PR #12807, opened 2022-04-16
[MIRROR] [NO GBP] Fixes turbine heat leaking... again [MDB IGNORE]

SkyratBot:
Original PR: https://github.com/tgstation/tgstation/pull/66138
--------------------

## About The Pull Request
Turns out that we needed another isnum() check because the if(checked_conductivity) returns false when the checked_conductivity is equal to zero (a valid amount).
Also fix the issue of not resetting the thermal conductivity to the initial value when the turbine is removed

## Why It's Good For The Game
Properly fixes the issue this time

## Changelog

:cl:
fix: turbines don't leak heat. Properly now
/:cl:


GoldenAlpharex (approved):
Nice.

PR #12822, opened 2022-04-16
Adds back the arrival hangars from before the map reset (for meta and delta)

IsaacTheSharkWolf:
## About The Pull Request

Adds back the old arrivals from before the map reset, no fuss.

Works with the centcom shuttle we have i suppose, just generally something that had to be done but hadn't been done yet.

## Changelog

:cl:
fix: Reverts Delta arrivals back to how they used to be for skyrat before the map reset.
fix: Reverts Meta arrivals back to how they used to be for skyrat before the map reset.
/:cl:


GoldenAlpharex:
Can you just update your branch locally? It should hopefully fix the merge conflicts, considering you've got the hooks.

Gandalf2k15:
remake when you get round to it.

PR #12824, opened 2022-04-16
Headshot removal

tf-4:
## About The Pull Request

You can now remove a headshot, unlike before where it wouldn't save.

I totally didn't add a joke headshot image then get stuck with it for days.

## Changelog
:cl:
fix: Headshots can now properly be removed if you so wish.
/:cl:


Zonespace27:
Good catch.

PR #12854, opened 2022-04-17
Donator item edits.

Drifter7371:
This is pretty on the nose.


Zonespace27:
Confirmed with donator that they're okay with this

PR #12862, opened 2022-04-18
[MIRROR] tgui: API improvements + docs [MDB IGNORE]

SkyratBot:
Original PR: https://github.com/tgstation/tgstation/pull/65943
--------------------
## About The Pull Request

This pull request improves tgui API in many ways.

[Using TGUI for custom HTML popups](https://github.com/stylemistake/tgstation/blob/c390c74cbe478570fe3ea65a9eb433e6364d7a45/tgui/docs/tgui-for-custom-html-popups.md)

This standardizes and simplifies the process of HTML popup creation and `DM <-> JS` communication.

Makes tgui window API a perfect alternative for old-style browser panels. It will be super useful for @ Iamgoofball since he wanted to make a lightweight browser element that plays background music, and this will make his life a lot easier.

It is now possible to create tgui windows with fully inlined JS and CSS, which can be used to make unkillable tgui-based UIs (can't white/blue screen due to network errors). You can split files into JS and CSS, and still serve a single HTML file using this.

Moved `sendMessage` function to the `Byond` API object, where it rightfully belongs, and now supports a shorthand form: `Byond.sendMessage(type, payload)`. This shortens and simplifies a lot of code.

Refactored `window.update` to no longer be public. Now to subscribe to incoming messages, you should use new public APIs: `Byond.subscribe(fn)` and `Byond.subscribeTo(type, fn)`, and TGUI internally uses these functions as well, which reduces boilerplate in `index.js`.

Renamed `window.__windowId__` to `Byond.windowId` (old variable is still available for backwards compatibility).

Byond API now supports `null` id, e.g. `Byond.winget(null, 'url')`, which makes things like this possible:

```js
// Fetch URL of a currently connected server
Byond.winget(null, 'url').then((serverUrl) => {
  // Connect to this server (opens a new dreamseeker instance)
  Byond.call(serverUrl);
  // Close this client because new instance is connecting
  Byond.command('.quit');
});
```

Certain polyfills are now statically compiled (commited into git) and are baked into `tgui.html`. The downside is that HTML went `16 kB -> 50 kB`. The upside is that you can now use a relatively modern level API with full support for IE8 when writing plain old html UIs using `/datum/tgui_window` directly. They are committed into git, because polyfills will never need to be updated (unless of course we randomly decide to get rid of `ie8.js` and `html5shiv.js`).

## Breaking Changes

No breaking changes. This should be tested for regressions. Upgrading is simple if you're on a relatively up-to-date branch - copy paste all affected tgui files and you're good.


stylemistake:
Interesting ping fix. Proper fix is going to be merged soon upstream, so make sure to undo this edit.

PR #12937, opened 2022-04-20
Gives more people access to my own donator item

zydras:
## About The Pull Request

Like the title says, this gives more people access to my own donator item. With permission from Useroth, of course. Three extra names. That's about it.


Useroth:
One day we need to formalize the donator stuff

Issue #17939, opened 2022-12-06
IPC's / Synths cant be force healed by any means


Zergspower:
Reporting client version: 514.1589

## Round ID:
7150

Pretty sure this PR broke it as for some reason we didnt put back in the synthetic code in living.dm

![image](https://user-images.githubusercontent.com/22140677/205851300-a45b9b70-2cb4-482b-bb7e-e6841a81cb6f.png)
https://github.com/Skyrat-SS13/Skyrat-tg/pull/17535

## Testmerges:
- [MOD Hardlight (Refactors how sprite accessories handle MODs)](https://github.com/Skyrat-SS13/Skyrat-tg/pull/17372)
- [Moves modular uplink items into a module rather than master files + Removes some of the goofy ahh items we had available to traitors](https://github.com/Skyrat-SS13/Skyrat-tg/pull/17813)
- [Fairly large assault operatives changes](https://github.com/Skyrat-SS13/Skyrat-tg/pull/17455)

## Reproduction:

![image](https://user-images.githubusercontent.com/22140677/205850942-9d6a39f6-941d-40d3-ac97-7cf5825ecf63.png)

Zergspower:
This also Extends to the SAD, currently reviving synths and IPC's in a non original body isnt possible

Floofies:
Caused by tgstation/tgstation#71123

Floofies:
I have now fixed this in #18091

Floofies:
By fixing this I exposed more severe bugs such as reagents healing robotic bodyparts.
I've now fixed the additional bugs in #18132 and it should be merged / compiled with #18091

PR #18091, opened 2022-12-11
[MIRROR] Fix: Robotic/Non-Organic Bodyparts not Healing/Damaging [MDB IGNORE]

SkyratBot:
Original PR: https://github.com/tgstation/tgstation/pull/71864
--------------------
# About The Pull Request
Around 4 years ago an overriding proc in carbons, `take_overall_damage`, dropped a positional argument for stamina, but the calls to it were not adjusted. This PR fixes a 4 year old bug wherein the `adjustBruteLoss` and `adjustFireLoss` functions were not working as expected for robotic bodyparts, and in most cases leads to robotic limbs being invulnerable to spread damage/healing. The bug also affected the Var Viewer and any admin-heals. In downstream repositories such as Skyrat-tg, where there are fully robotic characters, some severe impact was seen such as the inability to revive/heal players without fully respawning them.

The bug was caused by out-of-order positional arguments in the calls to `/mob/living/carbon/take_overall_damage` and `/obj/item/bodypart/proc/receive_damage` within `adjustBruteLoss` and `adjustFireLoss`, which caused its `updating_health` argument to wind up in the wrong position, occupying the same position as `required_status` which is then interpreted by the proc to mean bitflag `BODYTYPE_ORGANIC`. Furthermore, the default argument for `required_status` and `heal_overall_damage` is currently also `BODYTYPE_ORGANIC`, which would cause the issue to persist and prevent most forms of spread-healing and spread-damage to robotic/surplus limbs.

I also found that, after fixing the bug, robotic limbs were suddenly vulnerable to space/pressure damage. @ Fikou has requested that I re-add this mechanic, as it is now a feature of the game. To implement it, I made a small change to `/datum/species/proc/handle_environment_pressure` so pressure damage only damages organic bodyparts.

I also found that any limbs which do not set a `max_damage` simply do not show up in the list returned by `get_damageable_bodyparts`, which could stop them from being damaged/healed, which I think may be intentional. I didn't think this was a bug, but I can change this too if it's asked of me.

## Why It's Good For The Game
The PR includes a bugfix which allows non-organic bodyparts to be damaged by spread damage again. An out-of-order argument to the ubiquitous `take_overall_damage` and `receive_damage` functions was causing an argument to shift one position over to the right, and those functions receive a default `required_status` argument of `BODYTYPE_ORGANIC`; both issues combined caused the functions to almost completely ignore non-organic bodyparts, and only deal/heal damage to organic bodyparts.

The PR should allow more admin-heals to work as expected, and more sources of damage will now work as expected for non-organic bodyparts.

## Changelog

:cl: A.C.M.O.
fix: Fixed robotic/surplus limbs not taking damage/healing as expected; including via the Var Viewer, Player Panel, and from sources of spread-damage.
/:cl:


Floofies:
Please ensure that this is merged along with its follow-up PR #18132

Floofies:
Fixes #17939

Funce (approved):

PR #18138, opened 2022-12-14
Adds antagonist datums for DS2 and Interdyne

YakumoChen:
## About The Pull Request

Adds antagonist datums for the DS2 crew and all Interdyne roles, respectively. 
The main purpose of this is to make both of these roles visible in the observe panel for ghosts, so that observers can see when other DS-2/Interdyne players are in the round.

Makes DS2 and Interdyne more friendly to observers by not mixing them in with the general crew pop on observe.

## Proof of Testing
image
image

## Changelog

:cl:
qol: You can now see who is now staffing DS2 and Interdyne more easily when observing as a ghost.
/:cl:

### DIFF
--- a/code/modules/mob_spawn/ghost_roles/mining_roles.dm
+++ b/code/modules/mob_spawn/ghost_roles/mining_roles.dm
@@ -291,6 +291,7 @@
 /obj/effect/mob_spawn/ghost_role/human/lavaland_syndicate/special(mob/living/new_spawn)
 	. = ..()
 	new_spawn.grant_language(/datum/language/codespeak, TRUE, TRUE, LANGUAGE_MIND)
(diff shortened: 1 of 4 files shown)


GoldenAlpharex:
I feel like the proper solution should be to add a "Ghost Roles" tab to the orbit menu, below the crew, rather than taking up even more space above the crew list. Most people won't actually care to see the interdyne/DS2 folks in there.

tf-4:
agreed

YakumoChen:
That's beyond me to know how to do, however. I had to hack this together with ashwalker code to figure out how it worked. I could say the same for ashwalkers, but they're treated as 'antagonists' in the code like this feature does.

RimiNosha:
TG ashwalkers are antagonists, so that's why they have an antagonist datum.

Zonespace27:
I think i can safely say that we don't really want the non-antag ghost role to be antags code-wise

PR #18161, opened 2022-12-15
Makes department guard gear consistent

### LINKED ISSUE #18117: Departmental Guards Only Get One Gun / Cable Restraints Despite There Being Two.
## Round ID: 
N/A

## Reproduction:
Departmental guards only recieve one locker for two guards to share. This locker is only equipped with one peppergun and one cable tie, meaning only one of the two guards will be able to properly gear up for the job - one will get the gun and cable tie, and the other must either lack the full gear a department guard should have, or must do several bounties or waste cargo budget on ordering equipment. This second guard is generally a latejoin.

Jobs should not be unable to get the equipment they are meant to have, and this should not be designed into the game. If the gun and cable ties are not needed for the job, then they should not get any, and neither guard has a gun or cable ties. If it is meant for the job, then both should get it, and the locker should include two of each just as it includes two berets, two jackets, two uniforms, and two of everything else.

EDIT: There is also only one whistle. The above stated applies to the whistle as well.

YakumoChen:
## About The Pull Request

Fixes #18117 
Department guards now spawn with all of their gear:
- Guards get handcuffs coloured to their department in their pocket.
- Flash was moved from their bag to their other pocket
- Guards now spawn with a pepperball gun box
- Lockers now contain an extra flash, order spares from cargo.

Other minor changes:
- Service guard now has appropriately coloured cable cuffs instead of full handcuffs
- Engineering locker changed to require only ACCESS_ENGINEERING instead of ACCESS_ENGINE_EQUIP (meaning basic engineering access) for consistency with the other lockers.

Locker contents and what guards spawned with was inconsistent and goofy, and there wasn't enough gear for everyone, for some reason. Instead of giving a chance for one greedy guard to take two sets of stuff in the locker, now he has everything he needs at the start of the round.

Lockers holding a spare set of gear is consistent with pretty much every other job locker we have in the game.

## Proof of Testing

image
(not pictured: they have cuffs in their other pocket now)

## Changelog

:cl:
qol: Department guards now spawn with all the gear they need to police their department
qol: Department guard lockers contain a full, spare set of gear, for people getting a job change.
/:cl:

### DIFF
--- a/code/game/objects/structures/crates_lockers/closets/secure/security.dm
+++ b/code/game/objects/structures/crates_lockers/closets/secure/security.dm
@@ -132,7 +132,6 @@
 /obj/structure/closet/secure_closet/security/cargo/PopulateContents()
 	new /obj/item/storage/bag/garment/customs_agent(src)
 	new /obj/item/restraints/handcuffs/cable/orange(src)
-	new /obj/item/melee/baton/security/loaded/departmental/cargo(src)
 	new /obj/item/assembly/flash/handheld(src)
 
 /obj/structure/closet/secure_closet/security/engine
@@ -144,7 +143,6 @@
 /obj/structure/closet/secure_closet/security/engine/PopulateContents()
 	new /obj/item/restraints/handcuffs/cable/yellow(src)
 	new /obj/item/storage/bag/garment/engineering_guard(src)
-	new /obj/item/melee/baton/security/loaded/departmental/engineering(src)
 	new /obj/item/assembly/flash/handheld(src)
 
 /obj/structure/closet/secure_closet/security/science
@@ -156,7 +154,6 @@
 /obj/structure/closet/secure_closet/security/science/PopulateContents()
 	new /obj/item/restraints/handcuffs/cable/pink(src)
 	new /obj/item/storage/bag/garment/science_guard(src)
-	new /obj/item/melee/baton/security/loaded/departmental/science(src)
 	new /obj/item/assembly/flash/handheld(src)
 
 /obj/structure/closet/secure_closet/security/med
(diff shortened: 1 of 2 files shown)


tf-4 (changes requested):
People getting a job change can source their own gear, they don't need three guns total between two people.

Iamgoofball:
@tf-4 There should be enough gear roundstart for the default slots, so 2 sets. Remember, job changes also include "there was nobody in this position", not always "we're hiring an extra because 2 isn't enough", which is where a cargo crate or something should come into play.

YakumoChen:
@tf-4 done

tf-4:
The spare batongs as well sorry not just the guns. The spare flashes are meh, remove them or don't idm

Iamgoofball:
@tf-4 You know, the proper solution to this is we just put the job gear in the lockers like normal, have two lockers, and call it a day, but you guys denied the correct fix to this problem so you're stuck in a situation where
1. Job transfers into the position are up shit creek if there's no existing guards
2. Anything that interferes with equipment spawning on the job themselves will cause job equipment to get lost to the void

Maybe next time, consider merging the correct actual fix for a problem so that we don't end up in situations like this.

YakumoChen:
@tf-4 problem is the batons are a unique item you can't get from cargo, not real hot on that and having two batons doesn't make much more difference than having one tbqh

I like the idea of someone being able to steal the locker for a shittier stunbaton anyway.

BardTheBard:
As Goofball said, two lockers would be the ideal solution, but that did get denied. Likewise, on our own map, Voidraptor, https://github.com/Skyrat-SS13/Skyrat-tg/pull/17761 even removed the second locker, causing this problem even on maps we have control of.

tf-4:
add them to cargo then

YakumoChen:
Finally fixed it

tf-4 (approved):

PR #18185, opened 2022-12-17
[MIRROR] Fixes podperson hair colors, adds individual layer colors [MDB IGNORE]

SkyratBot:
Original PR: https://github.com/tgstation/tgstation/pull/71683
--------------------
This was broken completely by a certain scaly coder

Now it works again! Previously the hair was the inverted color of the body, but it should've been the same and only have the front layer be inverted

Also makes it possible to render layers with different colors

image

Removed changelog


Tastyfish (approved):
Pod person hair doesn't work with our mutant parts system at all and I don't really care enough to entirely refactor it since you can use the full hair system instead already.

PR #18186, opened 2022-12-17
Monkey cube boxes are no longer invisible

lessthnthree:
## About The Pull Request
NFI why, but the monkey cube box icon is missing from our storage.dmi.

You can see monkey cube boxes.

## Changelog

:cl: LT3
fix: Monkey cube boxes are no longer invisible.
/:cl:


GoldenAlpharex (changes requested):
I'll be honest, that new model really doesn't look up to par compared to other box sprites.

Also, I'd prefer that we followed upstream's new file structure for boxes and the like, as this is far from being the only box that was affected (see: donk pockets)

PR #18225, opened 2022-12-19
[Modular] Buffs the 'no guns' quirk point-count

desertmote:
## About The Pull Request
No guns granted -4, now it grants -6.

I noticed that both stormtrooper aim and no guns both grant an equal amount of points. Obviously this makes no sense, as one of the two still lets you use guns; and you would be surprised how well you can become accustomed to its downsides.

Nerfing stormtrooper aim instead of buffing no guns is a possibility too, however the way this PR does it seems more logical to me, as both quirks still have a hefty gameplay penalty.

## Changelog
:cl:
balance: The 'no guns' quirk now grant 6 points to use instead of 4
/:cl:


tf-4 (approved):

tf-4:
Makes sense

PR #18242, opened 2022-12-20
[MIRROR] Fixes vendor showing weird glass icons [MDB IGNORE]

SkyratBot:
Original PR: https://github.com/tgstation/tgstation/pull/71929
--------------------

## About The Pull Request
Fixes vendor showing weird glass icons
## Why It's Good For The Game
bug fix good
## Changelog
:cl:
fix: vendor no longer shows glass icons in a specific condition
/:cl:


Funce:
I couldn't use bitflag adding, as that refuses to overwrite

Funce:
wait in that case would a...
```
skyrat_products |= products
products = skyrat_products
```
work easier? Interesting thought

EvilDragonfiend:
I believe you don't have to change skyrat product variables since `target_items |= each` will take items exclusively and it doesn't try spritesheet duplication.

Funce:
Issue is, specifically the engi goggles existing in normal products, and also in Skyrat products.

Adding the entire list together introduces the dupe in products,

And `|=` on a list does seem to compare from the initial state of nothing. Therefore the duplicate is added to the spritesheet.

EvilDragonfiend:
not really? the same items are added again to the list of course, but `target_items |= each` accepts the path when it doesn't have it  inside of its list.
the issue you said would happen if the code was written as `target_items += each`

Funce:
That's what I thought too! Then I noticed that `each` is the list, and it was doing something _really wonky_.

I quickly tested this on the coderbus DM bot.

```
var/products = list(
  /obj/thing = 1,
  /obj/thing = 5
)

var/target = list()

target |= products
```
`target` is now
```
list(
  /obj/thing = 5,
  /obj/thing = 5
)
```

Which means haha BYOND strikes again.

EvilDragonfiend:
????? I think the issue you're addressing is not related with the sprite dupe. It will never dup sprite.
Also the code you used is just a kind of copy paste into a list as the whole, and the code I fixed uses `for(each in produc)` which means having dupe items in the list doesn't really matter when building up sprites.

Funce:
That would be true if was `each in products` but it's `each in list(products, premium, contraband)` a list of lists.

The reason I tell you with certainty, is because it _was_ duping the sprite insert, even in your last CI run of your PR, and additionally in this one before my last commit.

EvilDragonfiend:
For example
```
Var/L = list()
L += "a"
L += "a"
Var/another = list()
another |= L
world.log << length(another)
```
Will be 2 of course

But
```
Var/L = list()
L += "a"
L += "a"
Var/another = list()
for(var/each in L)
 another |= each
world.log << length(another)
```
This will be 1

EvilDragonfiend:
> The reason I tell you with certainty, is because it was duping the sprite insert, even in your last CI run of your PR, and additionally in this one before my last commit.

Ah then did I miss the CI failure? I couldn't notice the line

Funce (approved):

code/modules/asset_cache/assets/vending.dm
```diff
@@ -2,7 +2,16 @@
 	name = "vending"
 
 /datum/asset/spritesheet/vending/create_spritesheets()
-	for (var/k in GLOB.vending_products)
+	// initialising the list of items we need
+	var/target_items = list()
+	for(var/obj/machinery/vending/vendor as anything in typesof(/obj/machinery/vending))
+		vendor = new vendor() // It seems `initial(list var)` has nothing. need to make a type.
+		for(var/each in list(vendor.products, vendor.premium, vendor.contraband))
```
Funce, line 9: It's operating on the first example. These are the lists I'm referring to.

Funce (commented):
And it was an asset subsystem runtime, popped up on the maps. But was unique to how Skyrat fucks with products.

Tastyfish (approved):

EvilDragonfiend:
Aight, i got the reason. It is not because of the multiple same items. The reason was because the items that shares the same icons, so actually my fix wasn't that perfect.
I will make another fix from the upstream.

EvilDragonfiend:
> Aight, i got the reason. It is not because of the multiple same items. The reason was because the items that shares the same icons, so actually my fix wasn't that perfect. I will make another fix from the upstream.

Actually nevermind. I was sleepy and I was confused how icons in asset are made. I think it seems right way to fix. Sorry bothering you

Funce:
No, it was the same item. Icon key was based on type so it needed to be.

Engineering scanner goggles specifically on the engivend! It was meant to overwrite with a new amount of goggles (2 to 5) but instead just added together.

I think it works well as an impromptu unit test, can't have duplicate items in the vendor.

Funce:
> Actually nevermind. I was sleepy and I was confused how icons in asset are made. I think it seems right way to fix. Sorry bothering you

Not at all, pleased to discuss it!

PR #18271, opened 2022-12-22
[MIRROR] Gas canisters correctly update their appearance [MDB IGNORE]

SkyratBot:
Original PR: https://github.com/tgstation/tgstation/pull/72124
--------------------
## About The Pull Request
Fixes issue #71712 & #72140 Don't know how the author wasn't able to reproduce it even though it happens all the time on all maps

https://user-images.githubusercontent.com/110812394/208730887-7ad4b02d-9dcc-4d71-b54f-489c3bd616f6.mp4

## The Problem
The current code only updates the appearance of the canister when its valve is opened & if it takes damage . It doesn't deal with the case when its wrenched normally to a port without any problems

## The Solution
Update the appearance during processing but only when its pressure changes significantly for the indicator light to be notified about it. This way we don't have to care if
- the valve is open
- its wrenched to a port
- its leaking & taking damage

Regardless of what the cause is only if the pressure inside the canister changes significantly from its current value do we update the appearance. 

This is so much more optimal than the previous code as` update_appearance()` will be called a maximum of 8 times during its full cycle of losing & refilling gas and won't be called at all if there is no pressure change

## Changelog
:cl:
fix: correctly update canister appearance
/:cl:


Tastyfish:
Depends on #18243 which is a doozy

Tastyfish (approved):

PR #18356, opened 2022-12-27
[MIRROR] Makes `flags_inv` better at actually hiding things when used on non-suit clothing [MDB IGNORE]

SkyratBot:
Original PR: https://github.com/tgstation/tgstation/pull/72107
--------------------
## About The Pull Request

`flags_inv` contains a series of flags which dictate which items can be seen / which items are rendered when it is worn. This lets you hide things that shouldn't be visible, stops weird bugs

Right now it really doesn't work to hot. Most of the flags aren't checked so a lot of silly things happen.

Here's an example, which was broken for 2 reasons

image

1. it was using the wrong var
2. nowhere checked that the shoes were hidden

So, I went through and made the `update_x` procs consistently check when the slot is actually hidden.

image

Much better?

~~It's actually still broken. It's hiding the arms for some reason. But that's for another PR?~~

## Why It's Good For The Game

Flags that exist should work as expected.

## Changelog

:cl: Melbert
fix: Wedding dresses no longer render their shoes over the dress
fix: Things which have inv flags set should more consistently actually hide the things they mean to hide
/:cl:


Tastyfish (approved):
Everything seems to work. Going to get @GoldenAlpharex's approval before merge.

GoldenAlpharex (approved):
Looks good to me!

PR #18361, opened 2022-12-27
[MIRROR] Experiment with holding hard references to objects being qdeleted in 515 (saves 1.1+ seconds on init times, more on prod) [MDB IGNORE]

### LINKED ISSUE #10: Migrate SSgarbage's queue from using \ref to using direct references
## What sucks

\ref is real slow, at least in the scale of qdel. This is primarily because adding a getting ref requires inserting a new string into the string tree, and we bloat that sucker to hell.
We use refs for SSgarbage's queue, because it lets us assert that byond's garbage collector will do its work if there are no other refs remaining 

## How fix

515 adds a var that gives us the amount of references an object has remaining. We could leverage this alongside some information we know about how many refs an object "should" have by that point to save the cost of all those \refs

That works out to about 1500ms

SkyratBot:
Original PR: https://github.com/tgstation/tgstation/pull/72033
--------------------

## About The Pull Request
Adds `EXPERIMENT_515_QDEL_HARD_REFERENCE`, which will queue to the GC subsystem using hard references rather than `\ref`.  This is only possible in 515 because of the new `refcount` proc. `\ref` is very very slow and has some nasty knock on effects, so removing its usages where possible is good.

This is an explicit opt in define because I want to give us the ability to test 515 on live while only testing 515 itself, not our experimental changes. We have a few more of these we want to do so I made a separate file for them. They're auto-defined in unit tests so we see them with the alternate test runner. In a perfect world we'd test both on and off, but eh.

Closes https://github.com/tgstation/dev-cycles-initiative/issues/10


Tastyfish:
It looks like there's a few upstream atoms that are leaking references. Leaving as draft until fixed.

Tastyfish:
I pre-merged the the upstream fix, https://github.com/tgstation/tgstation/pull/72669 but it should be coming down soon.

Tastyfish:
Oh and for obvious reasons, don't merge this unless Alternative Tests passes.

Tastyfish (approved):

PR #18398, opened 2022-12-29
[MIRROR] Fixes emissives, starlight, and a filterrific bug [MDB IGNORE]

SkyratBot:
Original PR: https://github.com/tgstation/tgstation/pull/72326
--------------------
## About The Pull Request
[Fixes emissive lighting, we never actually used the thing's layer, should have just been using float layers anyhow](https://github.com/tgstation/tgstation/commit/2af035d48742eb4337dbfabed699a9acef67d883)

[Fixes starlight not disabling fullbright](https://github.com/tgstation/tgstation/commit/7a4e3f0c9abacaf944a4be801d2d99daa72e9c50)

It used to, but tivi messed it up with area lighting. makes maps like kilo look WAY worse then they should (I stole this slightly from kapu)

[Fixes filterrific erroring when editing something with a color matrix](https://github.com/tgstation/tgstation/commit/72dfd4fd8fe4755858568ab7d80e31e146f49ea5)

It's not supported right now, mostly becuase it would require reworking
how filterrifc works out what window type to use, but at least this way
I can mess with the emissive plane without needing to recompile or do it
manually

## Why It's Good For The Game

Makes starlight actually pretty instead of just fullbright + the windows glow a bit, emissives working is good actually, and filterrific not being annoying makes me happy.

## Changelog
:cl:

================================

» **Work task**: Report, for the data above, every line in which the string "unique" appears.

» **Exercise output**:
@tf-4 problem is the batons are a unique item you can't get from cargo, not real hot on that and having two batons doesn't make much more difference than having one tbqh
And it was an asset subsystem runtime, popped up on the maps. But was unique to how Skyrat fucks with products.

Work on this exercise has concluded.